We have a strong base of annual recurring revenues, and the actions we are
announcing today are expected to enhance our profitability. Together with a
refreshed go-to-market strategy, healthy order book and expanding product
suite, we are well positioned to deliver sustainable, profitable growth."

 

 

1.        Adjusted Revenue excludes revenue reversals relating to the
cyber security incident, which are expected to be fully covered by insurance

2.        Adjusted EBITDA excludes, exceptional costs in relation to
acquisitions and restructuring costs, depreciation, amortisation, share of
loss of associate, interest, tax and share based payments.

3.        For the purpose of this announcement, the Group believes
market consensus for FY25 to be revenues of £91.3 million and adjusted EBITDA
of £12.7 million.

4.        For the purpose of this announcement, the Group believes
market consensus for FY26 to be adjusted EBITDA of £14.9 million.

 

 

Inside Information: This announcement contains inside information for the
purposes of article 7 of the Market Abuse Regulation (EU) 596/2014 as it forms
part of domestic law by virtue of the European Union (Withdrawal) Act 2018.
Upon the publication of this announcement via Regulatory Information Service,
this inside information is now considered to be in the public domain.

 

 

For further information, please contact:

 

 Microlise Group plc
 Nadeem Raza, CEO                                                      C/O SEC Newgate

 Nick Wightman, CFO

 Canaccord Genuity Limited (Nominated Adviser & Broker)
 Simon Bridges / Harry Gooden / Andrew Potts / Elizabeth Halley-Stott  Tel: +44 (0) 20 7523 8000

 SEC Newgate (Financial Communications)
 Bob Huxford / Harry Handyside / Rhea Xigaki                           Microlise@secnewgate.co.uk (mailto:Microlise@secnewgate.co.uk)

 

About Microlise

Microlise Group Plc is a leading provider of transport and fleet technology
to transport and logistic operators helping them to improve efficiency,
safety, and reduce emissions.
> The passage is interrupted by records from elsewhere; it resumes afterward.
PR #303, opened 2017-12-23
Feature: on node user creation

### LINKED ISSUE #272: Move user creation to on node
If we move the code to create a user from the client to one of the nodes, then `aztk cluster create` would no longer need to wait for the cluster to be created, it could just immediately return.

### LINKED ISSUE #305: UI Bug when prompted for a password while cluster is being created
The spinner interferes with the password prompt.

```
\Please input a password for user 'spark':|
Please confirm your password for user 'spark':|
```

jafreck:
Fix #272
Fix #305


aztk/spark/client.py
```diff
@@ -20,7 +21,14 @@ def __init__(self, secrets_config):
     '''
     def create_cluster(self, cluster_conf: models.ClusterConfiguration, wait: bool = False):
         try:
-            zip_resource_files = upload_node_scripts.zip_scripts(self.blob_client, cluster_conf.custom_scripts, cluster_conf.spark_configuration)
+            if cluster_conf.user_configuration:
+                user_conf = yaml.dump({'username': cluster_conf.user_configuration.username,
+                                       'password': cluster_conf.user_configuration.password,
```
paselem: We may want to omit password until we support encryption.

aztk/spark/client.py
```diff
@@ -20,7 +21,14 @@ def __init__(self, secrets_config):
...
+                                       'ssh-key': cluster_conf.user_configuration.ssh_key,
+                                       'cluster_id': cluster_conf.cluster_id})
+            else:
+                user_conf = None
+            zip_resource_files = upload_node_scripts.zip_scripts(self.blob_client, cluster_conf.custom_scripts, cluster_conf.spark_configuration, user_conf)
```
paselem: nitpick: line too long

aztk/spark/utils/upload_node_scripts.py
```diff
@@ -114,5 +114,9 @@ def zip_scripts(blob_client, custom_scripts, spark_conf):
             for jar in spark_conf.jars:
                 zipf = __add_file_to_zip(zipf, jar, 'jars', binary=True)
 
+    if user_conf:
+        zipf = __add_str_to_zip(zipf, user_conf, 'user.yaml')
```
paselem: why _add_str_to_zip? Isn't this a file?

jafreck: The user_conf is a byte string that is written to a file in node_scripts called `user.yaml`. `user.yaml` is not a file on the client. 

__add_str_to_zip() is probably not the best name for what this method does, though.

aztk/spark/client.py
jafreck: If we disable password here that means that we would no longer support adding a user with password at cluster creation time. That's a potentially breaking change, so maybe this should PR should wait for or include the encryption feature.

jafreck: If the goal is just to not have the password in cleartext, we could also hash it, and create the user using the hash. 

That would break ssh'ing outside of AZTK, though.

aztk/models.py
```diff
@@ -23,6 +23,13 @@ def __init__(self, name: str = None, script: str = None, run_on=None):
         self.run_on = run_on
 
 
+class UserConfiguration:
+    def __init__(self, username: str, ssh_key: str = None, password: str = None):
```
paselem: Will this get auto-populated from the users' secrets.yaml?

jafreck: On the CLI, yeah -- that happens here: 
https://github.com/jafreck/aztk/blob/06f85c2538db98e168fed8c38fe9b88524f95e5f/cli/spark/endpoints/cluster/cluster_create.py#L87

For the SDK, no the secrets.yaml file is not used at all.

PR #661, opened 2018-09-20
Feature: Spark scheduling target

jafreck:
Reintroduce `scheduling_target` with a direct-to-node implementation that does not rely on Batch scheduling.

Reqs:
- [x] Submit application to master node
- [x] Resource file ingress
- [x] Get application status
- [x] Get application log
- [x] output / error file egress
- [x] get application `exit_code`
- [x] get application execution time
- [x] Add integration test for scheduling_target

This implementation should be aligned as much as possible with the standard Batch Task scheduling feature to maximize code reuse.

Fix #670
Fix #527

PR #672, opened 2018-10-24
Feature: Spark retry docker pull

### LINKED ISSUE #659: Start task failure: error pulling image: 503 The server is busy
When provisioning a new cluster with more than 50 nodes we start to see a large proportion of start task failures (25+%) when pulling the docker image from an ACR.

```
error pulling image
configuration: received unexpected HTTP status: 503 The server is busy
```

I raised a support issue with the ACR team and they said we were being throttled and recommend that we attempt to retry pulling the image when we get a 503.

Note our image is quite large (~7 GB) which may be why we experience this issue whilst other do not.

Here are some of the ways I think we could mitigate this:

1) Retry pulling the image when 503 returned (as recommended by the ACR team)

2) Retry the entire start-task when any failure occurs (it looks like there is support for this in the [batch SDK](https://github.com/Azure/azure-sdk-for-python/blob/41e37c8a10876db40697a63e828ed7cafc19c7d6/azure-mgmt-batch/azure/mgmt/batch/models/start_task.py#L70)?)

3) Configure the docker daemon to pull fewer layers in parallel using the [max-concurrent-downloads](https://docs.docker.com/engine/reference/commandline/pull/#concurrent-downloads) option. I looked at whether this could be done using a plugin but I think plugins would be run too late?

What do you think the best approach would be? Can you recommend any others?

jafreck:
This retries docker pulls a maximum of 5 times with an exponential back-off. 

In addition to the start task retries introduced with #661, this should alleviate some issues with intermittent 
network errors when pulling docker images.

Fix #659

### DIFF
--- a/aztk/node_scripts/setup_host.sh
+++ b/aztk/node_scripts/setup_host.sh
@@ -42,8 +42,8 @@ install_prerequisites () {
 
 install_docker_compose () {
     echo "Installing Docker-Compose"
-    for i in {1..5}; do 
-        sudo curl -L https://github.com/docker/compose/releases/download/1.19.0/docker-compose-`uname -s`-`uname -m` -o /usr/local/bin/docker-compose && break || sleep 2; 
+    for i in {1..5}; do
+        sudo curl -L https://github.com/docker/compose/releases/download/1.19.0/docker-compose-`uname -s`-`uname -m` -o /usr/local/bin/docker-compose && break || sleep 2;
     done
     sudo chmod +x /usr/local/bin/docker-compose
     echo "Finished installing Docker-Compose"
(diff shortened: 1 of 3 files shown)


aztk/node_scripts/setup_host.sh
```diff
@@ -42,8 +42,8 @@ install_prerequisites () {
 
 install_docker_compose () {
     echo "Installing Docker-Compose"
-    for i in {1..5}; do 
-        sudo curl -L https://github.com/docker/compose/releases/download/1.19.0/docker-compose-`uname -s`-`uname -m` -o /usr/local/bin/docker-compose && break || sleep 2; 
+    for i in {1..5}; do
+        sudo curl -L https://github.com/docker/compose/releases/download/1.19.0/docker-compose-`uname -s`-`uname -m` -o /usr/local/bin/docker-compose && break || sleep 2;
```
timotheeguerin: add a echo here if it fails?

These improvements are delivered through reduced
fuel use, reduced mileage travelled, improved driver performance, fewer
accidents, elimination of paperwork and delivery of an enhanced customer
experience.

Established in 1982, Microlise is an award-winning business with over 2,500
clients, and a global workforce of 800 across the Group's headquarters
in Nottingham in the UK, and offices in France, Australia, and India.

Microlise is listed on the AIM market of the London Stock Exchange (AIM:
SAAS) and qualifies for the London Stock Exchange's Green Economy Mark.